On calculating log-likelihood function for some multivariate distributions, such as multivariate Normal, I see some examples where the matrices are suddenly changed to trace, even when the matrix is not diagonal. I searched online to find a plausible explanation for this "trace trick" without success. What is it all about?
Can someone clarify the usage of trace in this situation?
Bellow a slide with an example where you can find this usage of trace.
The trace is invariant under cyclic permutations. This means $\text{Tr}(\mathbf{ABC}) = \text{Tr}(\mathbf{CAB}) = \text{Tr}(\mathbf{BCA})$. The terms of form $(\mathbf{x_n-\mu})^T\Sigma^{-1}(\mathbf{x_n-\mu})$ are scalars (or, if you like, $1\times1$ matrices). The trace of a scalar is just the scalar. Note also that the trace is also linear, so $\text{Tr}(\alpha\mathbf{A}+\beta\mathbf{B}) = \alpha\text{Tr}(\mathbf{A}) + \beta\text{Tr}(\mathbf{B})$, which they use right underneath where you circled. This trick is used a lot, especially when one encounters quadratic forms (i.e. $\mathbf{x}^T\mathbf{Qx}$, where $\mathbf{Q}$ is symmetric).
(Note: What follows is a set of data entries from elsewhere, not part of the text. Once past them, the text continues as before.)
PR #1028, opened 2021-04-13
DUOS-1187[risk=no] Updated Researcher Manage Endpoint (removed userId as queryParam)

JVThomas:
Addresses [DUOS-1187](https://broadworkbench.atlassian.net/browse/DUOS-1187)

PR removes userId query param in favor of relying on current user stored in session as source of userId, a change that [has been implemented on the front-end](https://github.com/DataBiosphere/duos-ui/pull/991/files). PR also implements the use of ```try...catch``` and ```createExceptionResponse``` for error response handling.

Problem with initial code stemmed from the fact that the statement ```userId != null``` would evaluate to false, even though inspection of ```userId``` shows it to be ```null```. This incorrect evaluation would affect the filter conditionals in ```DataAccessRequestService.describeDataAccessRequestManage```

In all cases:


rushtong (approved):
Nice fix 👍🏽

All they do is replace "$\text{scalar}$" with "$\text{Tr}(\text{scalar})$", and then apply the cyclic permutation property. $(\mathbf{x_n -\mu})^T\mathbf{\Sigma}^{-1}(\mathbf{x_n-\mu}) = \text{Tr}((\mathbf{x_n -\mu})^T\mathbf{\Sigma}^{-1}(\mathbf{x_n-\mu}))$ because $(\mathbf{x_n -\mu})^T\mathbf{\Sigma}^{-1}(\mathbf{x_n-\mu})$ is a just a scalar. $\text{Tr}((\mathbf{x_n -\mu})^T\mathbf{\Sigma}^{-1}(\mathbf{x_n-\mu})) = \text{Tr}(\mathbf{\Sigma}^{-1}(\mathbf{x_n-\mu})(\mathbf{x_n -\mu})^T)$ by the permutation property I mentioned.